The Goldfish Signal
Maya's palms were sweating. Like, actually dripping. She wiped them on her denim shorts for the third time, staring at Leo's front door. The house party was already vibrating through the wood — muffled laughter, bass from some playlist, the distinct sound of teenagers trying too hard.
"You good?" Jax asked, popping a piece of gum. "You look like you're about to puke."
"I'm fine," Maya lied. Her voice cracked. Lowkey embarrassing.
She wasn't fine. She'd been crushing on Leo since sixth period English started, and tonight she was finally gonna shoot her shot. Her rizz was nonexistent, but the heart wants what the heart wants, right?
Inside, the party was exactly what she expected. Red solo cups. People shouting over each other. Someone had spilled something on the carpet. Maya spotted Leo immediately, though — standing by the TV, disconnecting and reconnecting some cable while his friends watched.
"Bro, it's not working," one of them complained.
"The cable's janked," Leo said, frowning. "Someone stepped on it."
Maya's phone buzzed in her pocket. Her mom. Again. She'd forgotten to text that she'd arrived. Whatever.
She drifted toward the kitchen to get water, and that's when she saw it: a goldfish bowl on the counter, the lone fish swimming in slow, lonely circles.
"That's Gary," someone said behind her.
Maya jumped. It was Leo.
"Gary?" she asked, and her voice actually shook.
"Yeah. My sister won him at a carnival last year. None of us wanted him, so he's kind of... there. Looking at us. Judging."
Maya laughed, and it sounded weirdly genuine. "He's got main character energy."
"Right?" Leo smiled, and Maya's stomach did that annoying flip thing. "Hey, do you know anything about cables? The HDMI's being weird."

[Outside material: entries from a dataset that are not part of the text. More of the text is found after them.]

PR #180, opened 2015-09-01
Revamped meta API to reflect current Crossbar implementation.

ecorm:


ecorm:
For the reviewer's convenience, pre-rendered mardown pages can be viewed here:
- https://github.com/ecorm/WAMP/blob/ecorm-issue-157-redux/spec/advanced/registration-meta-api.md
- https://github.com/ecorm/WAMP/blob/ecorm-issue-157-redux/spec/advanced/session-meta-api.md
- https://github.com/ecorm/WAMP/blob/ecorm-issue-157-redux/spec/advanced/subscription-meta-api.md

Most of the credit goes to @oberstet and Tavendo for implementing the Meta API on crossbar. I just collected all the info together and did some editing. Although much of that "collecting" involved digging through Crossbar's source code. :-)

The formatting of the Meta API reference can be adjusted to your liking later, but at least for now, it's all compiled together for the WAMP community to see.

I didn't know what to do with the old 'Subscriber Meta Events' section having the `SUBSCRIPTION.Options.metatopics` idea, so I left it there. To me, it seems that idea would be best implemented in terms of router meta-events, instead of a special `SUBSCRIPTION.Options` object.

oberstet:
@ecorm Emile, thanks a lot for your work!

ecorm:
Thanks!

PR #193, opened 2015-09-27
Added session statechart design files.

ecorm:
The *.odg files can be opened with LibreOffice draw. You might have to resize the page and add an opaque background for SVG export to work properly. Feel free to do as you please with these files.


oberstet:
coool! thx.

PR #195, opened 2015-10-02
Removed leftover session meta API stuff

ecorm:


goeddea:
@ecorm Thanks for the fix! - Any chance you can find the time to take a look at the RFC draft and give some feedback on the hybi mailing list?

ecorm:
I was planning on doing so this weekend.

PR #213, opened 2015-11-02
Update bp_intro_protocol_overview.md

rogererens:
Connections were introduced twice; should be introduced after Router and Client have been introduced. How about 'transport'?
Some github-bug also changed the 'Wamp advanced profile' section, no idea why (I did not do it)


oberstet:
Thanks!

> Some github-bug also changed the 'Wamp advanced profile' section, no idea why (I did not do it)

yeah, also was wondering and re-reading twice;) Guess it's just whitespace / line endings probably ..

PR #222, opened 2015-12-18
Remove stray inclusions of ticked based auth section

estan:
I believe this should only be included once? (Above, under authentication `ap_authentication.md`)


goeddea:
Correct! Thanks for the fix!

estan:
BTW, I realized after I sent this in that perhaps you appriciate if pull requests include the generated RFC txt/html etc, and not just the .md modification like I did? If so, I'll see about setting up the tooling required.

PR #257, opened 2016-09-22
Fix typo in the RFC

Jopie64:
Before: ... can cancel and issued call ...
After:   ... can cancel an issued call ...

Also some end of line whitespace was removed


goeddea:
Thanks!

Issue #255, opened 2016-09-19
Lack of specification in case of offending messages


angiolep:
What a router shall do if a peer connects and sends any of the offending messages?

- Not deserializable messages (e.g. CIAO)!
- Either SUBSCRIBE, PUBLISH, REGISTER or CALL before any valid HELLO message caused the session open!
- Repeated HELLO messages (please follow https://groups.google.com/forum/#!topic/wampws/J-iBmuHcvpI) within the lifetime of a session!

I cannot read clear indications about the above scenarios on the [WAMP specification](https://tools.ietf.org/html/draft-oberstet-hybi-tavendo-wamp-02)

angiolep:
I had to provide [akka-wamp](https://github.com/angiolep/akka-wamp) (my implementation of the WAMP protocol I wrote for Scala/Akka developers) with the ability to switch between unspecified behaviours :-(

```bash
akka {
  wamp {
     router {
      # The boolean switch to disconnect those peers that send 
      # offending messages (e.g. not deserializable or causing
      # session failures)
      #
      # By default, offending messages are just dropped and 
      # the router resumes processing next incoming messages
      #
      disconnect-offending-peers = false
}}}
```

As described in [akka-wamp/issues/21](https://github.com/angiolep/akka-wamp/issues/21) and [akka-wamp/issues/22](https://github.com/angiolep/akka-wamp/issues/22) the default behaviour I had to decide to the router is to preserve the transport connection (which is a more expensive resource compared to the WAMP session) whatever kind of offending message could provoke a WAMP session failure.

Wouldn't it better if the WAMP protocol defines the behaviour of the router in case of offending messages rather than leaving implementors to guess it (or to provide multiple ones)?

oberstet:
Posting my answer from the mailing list here:

> Yes, we should clarify and augment the text regarding such protocol violations. A router (at least in "production mode") should abriptly disconnect the client upon a protocol violation. There is no point in trying to compensate for a bogus or malicious client. A router may also block the client from further connection attempts. A misbehaving client must be fixed - a router should not expose itself to an extended attack surface resulting from trying to cope with misbehaving clients.

angiolep:
It's good to finally understand that a router shall abruptly disconnect offending clients (those which violate the protocol) in addition to disposing any resources held for them (such as sessions, subscriptions and registrations).

[...]

PR #258, opened 2016-10-03
(#255) Fix lack of specification

angiolep:
This commit explicitly defines what protocol errors are and what
peers shall do when those happen.


oberstet:
Awesome, thanks!

Issue #261, opened 2016-11-08
Message retention (Advanced Profile)


hawkowl:
See https://github.com/crossbario/crossbar/issues/887 for more details, but it seems like we need to define:

- `Publish.Options.retain|bool` (to set it as the topic's retained message, default is False)
- `Subscribe.Options.get_retained|bool` (to request the retained message along with the subscription)
- `Event.Details.retained|bool` (to say that it is a retained message, and not a new message)

And maybe advertise via `Welcome.Roles.broker.message_retention := true`?

cc @oberstet

oberstet:
Yes, feature announcement (`message_retention == true`) from router side is another piece here. I think this essentially completes the spec of this feature.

"Not really. My dad's the tech guy in our house. I just press random buttons until stuff works."
"Same honestly."
And then they were talking. Really talking. About nothing, about everything — about how they both hated group projects, about his cat who only liked him at 3 AM, about how she once accidentally called her teacher 'mom' in front of everyone. Time folded in on itself, weird and liquid, like the goldfish swimming through nothing.
Later, when the kitchen got too crowded, they found themselves sitting on the back patio. The air was finally cool. Maya's palms had stopped sweating ages ago.
"So," Leo said, looking at her sideways. "You having fun?"
Maya looked at him — really looked. The porch light made his hair look gold, like the fish, like something that could slip through her fingers if she squeezed too tight.
"Actually," she said, "yeah."
"Cool," he said. And then, after the longest silence: "Want to hang out tomorrow? Just us?"
Maya smiled so hard her face hurt. "Bet."
Inside, Gary the goldfish swam another slow circle, completely unimpressed by absolutely everything.